Monday 24 September 2012

Biraz 'Boğaz'. biraz 'Beirut' güzel konser benim işte...



Beyrut benim için hiç gitmediğim ama ilk fırsatta ayak basmak istediğim, Lübnanlı diva Feyruz eşliğinde sanal olarak dolandığım, onun sesinden duyduğum ‘Le Beirut’ ile klişe tanımla uzaklara daldığım detayların öznesi olan bir memleket.
Bana bu kadarını hissettiren, lakin bunu eyleme dökecek yeteneğim olmadığı için dışa vurmamı sağlayamayan Beyrut, ABD ’li Zach Condon’a ise fazlasını hissettirmişti. ‘Beirut’ projesini başlattığında o toprakları hayatında hiç görmemişti ve 20 yaşındaydı. Yetenek böyle bir şey işte, mesela Jamiroquai’ın sadece ilk iki albümünde yer alıp harikalar yaratan basgitarist Stuart Zender da ilk Jamiroquai albümü esnasında 18 yaşındaydı. 
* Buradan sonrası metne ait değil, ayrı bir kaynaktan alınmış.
PR #1109, opened 2024-01-07
Tune QPDF::getCompressibleObjGens

m-holger:
A couple of minor changes to container types.

The only controversial bit is a change to loop detection, which only uses the object id (not the generation number). As a result, in files with accessible indirect references  `x y R` and `x z R`, `y != z`, getCompressibleObjGens may exclude one of `x y R` and `x z R`, and possibly other objects only accessible through them.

Zach Condon, Beyrut’a dair “Gitmesek de görmesek de…” diyerek kolları sıvayalı 6 yıl olmuş. O gün bugündür ‘ruhumuzu’ doyuruyor. Kişisel olarak akordeonla ilişkim ‘ne gerek var şimdi’ seviyesinde olduğu için bu enstrümanı çok tuttuğum söylenemez. Ama Beirut’taki hali ‘ukulele’yle beraber ne yalan söyleyeyim gönlümü çeliyor. Önceki gece de bu eylemi turlarının son konseri olarak canlı canlı Kuruçeşme Arena’da yaptılar. Haliyle Boğaz’a nazır… Lakin Boğaz’ın yanında sönük kaldılar. Günahları yok, Freddie Mercury dışında Boğaz’dan rol çalabilecek sanatçı olduğunu sanmıyorum. Yani artık o rol çalınamaz! ‘The Rip Tide’ çalarken, şarkının enfes klibindeki yelkenliye binip uzaklaşma hissini yaşadık. Lakin bazı yerler bırakılıp gidilmiyor. ‘Asitane’de kaldık. İstedik ki Beirut da gitmesin. Sağolsunlar bizi kırmadılar, iki kere bis yaptılar. İlkinde “Bir de sizin için” diyerek dörtlediler. İkinci biste de iki şarkı çalıp vedalaştılar. Zach Condon kırık Türkçesiyle “teşkürler”ini ihmal etmezken, grubun kontrabas ve basgitar çalan üyesi Paul Collins, Türk müziğine değindi: “Türk müziği bu grup için çok şey ifade ediyor. Geçen sefer geldiğimizde çok az kişi vardı bu kez çok kalabalık. Çok mutlu olduk.”
Ülkece ‘ehlikeyf’ olmamızdan ötürü kalabalık bizi gerdi, sürekli insan sirkülasyonu olması ve kimi mekânsal aksaklıklar huzursuz etti ama yine de kitle olarak keyif alarak boğaza nazır bir konser izlemiş olduk. Yine bekleriz…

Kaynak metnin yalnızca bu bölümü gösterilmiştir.